# MATERIAL SUPPLIED
PR #3570, opened 2026-05-12
fix(record): stop leaking same-origin iframe state on removal

gruessi:
## Problem

Recording a page that mounts and unmounts same-origin iframes leaks each iframe's `Document`, every node serialized into the mirror, one `MutationObserver` per mount, and its `Window`. End-to-end heap test against a host that cycles 5 blob-URL iframes every 2s for 110s: **+118 MB / +390 leaked `HTMLDocument`s, ~300 KB per mount**. Long-running tabs eventually hit the browser's memory limit.

Cross-origin and `about:blank` iframes go through a different code path and weren't affected.

## Changes

Eight independent retention chains in `packages/rrweb/`. Each was masking the next — fixing any subset still showed leak in heap snapshots.

- **Listener leaks.** `onceIframeLoaded` now returns a disposer (load listener + timer); `IframeManager`'s `pagehide` handler is named and tracked. Both are removed in `removeIframeById`.
- **`recordCrossOriginIframes` cleanup gate dropped** so the same-origin path actually runs cleanup. `cleanupDetachedIframes()` sweeps orphans when an iframe is removed via its parent.
- **`iframe.src = 'about:blank'` before unmount** (typical React cleanup) swaps `contentDocument`/`contentWindow` so the mirror walks an empty doc and `nestedIframeListeners: Map<Window>` misses its entry. New `attachedDocuments` / `attachedWindows` WeakMaps capture every doc/window observed across the iframe's lifetime; detach walks all of them.
- **Global arrays accumulated forever.** `mutationBuffers[]` and `handlers[]` had no iframe-removal path. `findAndRemoveIframeBuffer` now matches by original doc; new `runAndDetachIframeCleanup` splices closures out of `handlers[]`.

<details>
<summary>Per-chain detail (file-by-file)</summary>

1. **`rrweb-snapshot/src/snapshot.ts` — `onceIframeLoaded`.** Returns a disposer that removes the listener and clears the pending timer. The `readyState === 'complete'` branch previously registered a *second* listener next to `setTimeout(listener, 0)` — that one is now named (`onSubsequentLoad`) and removed by the same disposer. `serializeNodeWithId`/`snapshot` gain an optional `onIframeListenerRegistered?(iframe, disposer)` callback so the disposer travels back to `IframeManager`.
2. **`IframeManager.attachIframe`.** Anonymous `pagehide` handler became a named function tracked in `pageHideHandlers: WeakMap<HTMLIFrameElement, Set<{win, handler}>>`. Set-of-handlers because an iframe can run through several Windows during its lifetime.
3. **`record/index.ts` `wrappedMutationEmit`.** Cleanup gate on `recordCrossOriginIframes` removed — same-origin leaks too.
4. **`IframeManager.cleanupDetachedIframes()`.** Sweeps `attachedIframes` for ids no longer in the mirror to catch nested iframe removals (mutation buffer only reports the directly-removed ancestor).
5. **`attachedDocuments: WeakMap<HTMLIFrameElement, Set<Document>>`.** Captures every contentDocument observed across an iframe's lifetime (initial blank → loaded src → cleanup blank). Detach walks the Set and calls `mirror.removeNodeFromMap(doc)` on each.
6. **`mutationBuffers[]` cleanup.** `MutationBuffer.bufferDoc()` exposes the doc; `findAndRemoveIframeBuffer` takes optional `knownDocs: Set<Document>` to match by original contentDocument. `reset()` nulls `this.doc` as defence in depth.
7. **`handlers[]` cleanup.** `runAndDetachIframeCleanup(iframeId)` runs the cleanup and splices the closure from both `iframeObserverCleanups` and `handlers`. `iframeObserverCleanups` is `Map<number, Set<cleanup>>` so navigations don't overwrite earlier cleanups.
8. **`attachedWindows: WeakMap<HTMLIFrameElement, Set<Window>>`.** Mirrors `attachedDocuments`. `removeIframeById` walks the captured Set and removes each entry from `nestedIframeListeners` and `crossOriginIframeMap`. Fixes a stale code comment that incorrectly claimed `Map<Window>` keys don't prevent GC.

</details>

## Validation

End-to-end heap snapshot, same browser, same recorder config, 61 cycles per run (≈305 mount/unmount events).

| | Unpatched | After fix |
|---|---:|---:|
| Post-GC heap delta over 110s | **+118 MB** | **−5 MB** |
| `native:HTMLDocument` Δ | +390 | 0 |
| `native:MutationObserver` Δ | +391 | 0 |
| `native:MutationObserverRegistration` Δ | +390 | −1 |
| `closure:onIframeLoad` Δ | +195 | +1 |

The negative post-GC delta is because the heap-snapshot operation forces a thorough GC that releases other accumulated state too — the real read is the constructor-level deltas. Top growth in the post-cycle snapshot is V8/JIT internals and transient `PerformanceLongTaskTiming` entries, not leaked iframe state.

## Tests

`packages/rrweb/rrweb/test/record/memory-leaks.test.ts` — **30/30 pass** (4 new regressions for this fix: same-origin cleanup, nested parent removal, captured-doc walk, multi-doc lifecycle). `check-types` clean for both `@posthog/rrweb` and `@posthog/rrweb-snapshot`.

### Libraries affected

- [ ] All of them
- [x] posthog-js (web)
- [ ] posthog-node
- [ ] posthog-react-native
- [ ] @posthog/react
- [ ] @posthog/ai
- [ ] @posthog/convex
- [ ] @posthog/next
- [ ] @posthog/nextjs-config
- [ ] @posthog/nuxt
- [ ] @posthog/rollup-plugin
- [ ] @posthog/webpack-plugin
- [ ] @posthog/types

The changeset bumps `@posthog/rrweb` and `@posthog/rrweb-snapshot` (patch). `updateInternalDependencies: "patch"` cascades the bump through `rrweb-record` → `posthog-js`.

## Checklist

- [x] Tests for new code

No public API changes. The new `onIframeListenerRegistered?` option is optional and additive; everything else is internal to `IframeManager` / `MutationBuffer` / `record/index.ts`. Bundle-size impact is small (~handful of WeakMap declarations + cleanup helpers) — worth confirming via bundle-size CI on this PR.

### If releasing new changes


pauldambra (approved):
looks safe to me  
i feel like we're accruing a very similar "disposables" pattern across the code  
but that's not the fault of this PR, or blocking here

packages/rrweb/rrweb/src/record/index.ts
```diff
@@ -180,32 +180,12 @@ function record<T = eventWithTime>(
...
-      } catch {
-        // Cross-origin: contentDocument access throws, cleanup anyway
-        cleanup();
-        iframeObserverCleanups.delete(iframeId);
-      }
-    }
-  }
+  // Forward-declared; assigned inside the try{} block where `handlers` is in scope.
+  let runAndDetachIframeCleanup: (iframeId: number) => void = () => {};
+  let cleanupDetachedIframeObservers: () => void = () => {};
```
pauldambra: > [!NOTE]

**[convergent: paul + xp + qa-team/frontend]** 🟡 MEDIUM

# GOAL OF THE EXERCISE
Each line in the records above with "affected" must be returned.

# OUTPUT FOR THIS EXERCISE
Cross-origin and `about:blank` iframes go through a different code path and weren't affected.
### Libraries affected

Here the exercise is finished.